GIVEN INFORMATION:
--- START ---
Issue #14022, opened 2018-08-08
Add support for health indicator groups


ngaya-ll:
My organization uses Spring Boot services running in a Kubernetes environment.  Kubernetes has a concept of two types of health probes: [liveness and readiness probes](https://kubernetes.io/docs/tasks/configure-pod-container/configure-liveness-readiness-probes/).  Liveness probes are used to detect if the service needs to be restarted, while readiness probes detect if the service is ready to be added to load balancers.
--- END ---
BRIEF: The word "health" appears in some lines of the data. Copy every one of those lines.

ANSWER SECTION:
Add support for health indicator groups
My organization uses Spring Boot services running in a Kubernetes environment.  Kubernetes has a concept of two types of health probes: [liveness and readiness probes](https://kubernetes.io/docs/tasks/configure-pod-container/configure-liveness-readiness-probes/).  Liveness probes are used to detect if the service needs to be restarted, while readiness probes detect if the service is ready to be added to load balancers.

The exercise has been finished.